Media cronies quickly pumped out stories to demonstrate Earl’s excesses. Video footage of Earl vacationing at the Flora-Bama circulated on social media. It was even rumored he owned Exxon stock. #ClimateDenier
But the newly crowned candidate had a simple solution: She was going to tell Earl what he could charge. She held up a can of chicken noodle soup and said, “Earl is charging $3 for this soup. No American should ever pay more than $2 a can.”
The crowd cheered wildly. “Take that Earl!” “No one should go without soup in the wealthiest nation on the planet, Earl!,” lamented one woman doing a livestream on her iPhone 15. The ring light attachment she used really captured the anguish in her eyes. #BratGirlSummer
But neither the candidate nor the crowd had any idea how much it cost to mine or transport the metal used to make the soup can. They did not know the grain cost used to feed the chickens, nor the cost of slaughtering and packaging the birds. Heck, they didn’t even know that the flour that produced the noodles in the soup came from Ukraine, where a war had impacted the harvest.
They just wanted $2 chicken noodle soup. A tweet went viral that read “inflation’s down Earl, why aren’t your prices?” Earl thought about the weight he’d gained over the last year. In November, he’d gained 9 pounds. In December 5. In January, 3. And every month since, a pound. The rate that Earl was gaining weight went “down,” but he was still 23 pounds fatter than he had been last October. Inflation is the measure of how fast prices are going up. It being “down,” still means prices are rising.

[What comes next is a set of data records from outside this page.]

PR #684, opened 2019-05-27
New enhancements for pokestop event

JimBim89:
## Description
Adds name, image and lure type to pokestop event.
Also added incident/invasion support including types.

## Type of Change

## Motivation and Context
This PR adds support for new special lures and adds additional info.
Now also includes incident/invasions with grunt type information.

## How Has This Been Tested?
This has been tested with MAD using PRs I submitted.
Also in contact with some people for RDM compatibility.


JoniValles:
Maybe it's a good idea to add a filter by 'lure_type_name'.

LegitDongo (changes requested):
Sorry for the delay, been away for a bit

Is `active_fort_modifier` how people are sending this field? This seems like an odd naming choice to me.

Other than this, we should probably add naming for the other locales as well. A simple Google Translate will suffice for now.

Also, totally agree with adding the lure type filter. This would be best to accept an array - since most people will want to filter by only the three new types.

JimBim89:
Well I thought about the naming myself but stopped once I found it here https://pa.readthedocs.io/en/master/miscellaneous/webhook-standard.html#pokestops

And it's the original name from protos.

LegitDongo:
I'm pretty sure that field is used for something else

I've been meaning to ask Flo how they send this field

I'll post back when I've got a response.

LegitDongo:
Flo said that they are sending it as `lure_id`, so that should get changed as well.

sn0opy:
> Flo said that they are sending it as `lure_id`, so that should get changed as well.

This has just been adapted by MAD https://github.com/Map-A-Droid/MAD/commit/fed3ac487caa310a4308eb502eb832dfdd2dfacd

LegitDongo:
A filter for this is still needed.
Do you need help with this?

JimBim89:
Updated, any feedback is welcome! If you do a manual merge make sure to get all the locale files, otherwise the filter types will error out on missing array items. If incidents come back, maybe try the new caching mechanism by luring an already invaded stop.

LegitDongo:
Relaying what was said in Discord for reference:
`last_modified` gets changed whenever it's been lured or been invaded, so that should be used for cache checking
The alternative is to check both the lure id and the invasion info, thus why I think `last_modified` would be better

Also, some filters/DTS need added for invasions.

I also am considering making a new icon for these, just not sure what to go with or how to implement it. (suggestions from anyone here would be helpful)

RDM adds a new webhook type -- `invasion` -- which is basically a stop with a few fields added.

There seems to be some consistency between the reward monster and the rocket member shown, but this will have to be added later due to the game changes lately.

If you can't get to any of these extras I'll be available to start on this stuff sometime after next week.

LegitDongo:
Reference for RDM invasion type
```
   } else if type == "invasion" {
            let message: [String: Any] = [
                "pokestop_id":id,
                "latitude":lat,
                "longitude":lon,
                "name":name ?? "Unknown",
                "url":url ?? "",
                "lure_expiration":lureExpireTimestamp ?? 0,
                "last_modified":lastModifiedTimestamp ?? 0,
                "enabled":enabled ?? true,
                "lure_id":lureId ?? 0,
                "pokestop_display":pokestopDisplay ?? 0,
                "incident_expire_timestamp":incidentExpireTimestamp ?? 0,
                "updated": updated ?? 1
            ]
            return [
                "type": "invasion",
                "message": message
            ]
```

LegitDongo:
After consulting the MAD devs, it appears that a that if a worker returns and a stop gets observed as invaded and lured at the same time, it will be sent in one webhook. This causes some issues since people will expect two webhooks to come out of this; one for invasions and one for lures.

This considered, it might be wise to make a new event type for invasions so that it's easier to handle between RDM and MAD, and also make it easier to fire off multiple events in the situation listed above.

Also, `last_modified` should *not* be the way to go for this reason.

JimBim89:
Updated with grunt_type support and RDM compatibility. 

Lots of untested code, so let me know if everything still works.

LegitDongo:
A few things to consider:
We should probably take into account the gender of the grunt as well in order to provide more accurate images whenever we add them for this, making a nicer variety.
Also, we should include a filter for the following:
1. Type
2. Tier

"Tier 2" guarantees a mon from this [list](https://cdn.discordapp.com/attachments/546982390413787136/605754702004486189/image0.png)
Although we don't know the typing for tier 2 mons, we at least know that it will be worth going for.
See [here](https://cdn.discordapp.com/attachments/546982390413787136/605754436853432350/image0.png) for example

We can keep the current grunt_ids filters, since some may prefer to do it this way.

Also, there's a possibility of either lures or invasions getting missed with MAD, since they are both sent in the same webhook and could be observed by the worker at the same time, thus sent together. In these cases, two events should be fired, which might get a little hairy.
That being said, I'm working on getting something worked out for this, with hopes that the MAD team will adopt it.

0xC1A551C:
Why is this not merged yet?

LegitDongo:
@0xC1A551C There is some discrepancy on 
1. How it gets sent
2. If we choose to go the MAD route, missing either a lure or a invasion since you can only get one alert per webhook currently.

We also need a few filters/DTS added.

I haven't had much time to work on it.

LegitDongo:
Alright guys, I got a decent implementation going now
Some notes
# !!This will break your current configuration!!
Do ***not*** pull unless you are ready for this
See [here](https://github.com/PokeAlarm/PokeAlarm/pull/684/files#diff-b06b4ad238893b51ae77e7e4311cb1bf) for filter listings
Current invasion type DTS:
`stop_id`, `stop_name`, `stop_image`, `type_id`, `type_name`, `gender_id`, `gender`, standard time DTS, standard lat/lng/distance, etc

### New Features 
1. `invasion` is now a type to be put in filters/alarms
2. This new set will allow both a lure and invasion webhook to be sent when sent in the same webhook
3. New grunt types added

Images and additional translations coming soon
This is ***very*** WIP, so tests would be greatly appreciated!

LegitDongo:
Added `type_emoji` for DTS
Updated all locales files to reflect monster types and Google Translated everything else
Added more docs

kvangent (dismissed):
LGTM

kvangent (approved):

LegitDongo (approved):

In short order after the price controls took effect, Earl’s shelves were empty. $2 chicken noodle soup was too good of a deal to pass up. For a while, Earl tried limiting how much customers could buy to make sure his shelves could stay stocked. This wasn’t good for customers like Old Lady Agnes, who traveled an hour into town to get groceries once a month for her twelve hungry boys and her Great Dane, Mr. Ed. And the truth was that Earl was losing money on every can he sold.
Earl finally said “to hell with this” and closed shop. He got out his old economics textbook and began reading about Soviet bread lines.
The Moral of the Story
Price controls ignore market forces and lead to constraints on supply. Supply constraints lead to rationing. Rationing leads to bread lines. Bureaucrats in Washington D.C. cannot possibly be smarter than millions of consumers making decisions where they live and work.
If Americans want lower prices, we need to reduce restraints on production and free trade and adopt better monetary policy that doesn’t devalue our currency (e.g. stop printing what we don’t have). If Americans want someone to blame, it’s not Earl. It’s the politicians blaming Earl.